Microsoft says Google Android is 'standing on our shoulders' - sasvari
http://www.guardian.co.uk/technology/2011/oct/31/microsoft-android-patent-battle/print

======
ZeroGravitas
The answer the 'standing on our shoulders' quote comes from:

 _Q: Can you give us a sense of one or two of the critical features in Android
that Microsoft argues it invented?_

 _A: There are a number of technologies that have to do with really critical
features that make smart phones what they are today. For example, the ability
to synchronize the content that you have in your phone with the information in
the server of your company or in your computer at home.

But then there are all these other features that just make the phone much more
efficient, things that are embedded deeply in the operating system. Microsoft
has invested for decades more money than anyone else in research and
development directed toward the efficiency of operating systems. These devices
have moved from having a rudimentary phone system to being a full-fledged
computer, with a sophisticated, modern operating system.

In doing that, they have really stood on the shoulder of companies like
Microsoft who made all these billions of dollars in investments._

So... that'll be a "no" then?

------
gldalmaso
The whole concept of software patent is an abomination.

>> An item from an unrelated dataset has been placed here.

PR #54, opened 2021-01-19
Changing CommonJS imports to ES Module syntax

jrhender:
The addition of  `"esModuleInterop": true` means that we should import CommonJS modules in compliance with es6 modules spec. This is currently causing bug in where full claims are not returned when retrieving DID Document.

Why not then just dive into api patent? "the ability to read data from an
input stream of bytes", "the ability to show the strength of a wireless
internet connection signal", "the ability to compute something"

Nothing right now is slowing down innovation more than these nonsensical
patent-wars.

In the end it's just a way for big companies to prevent competition from
smaller ones that can't handle the heat of the war.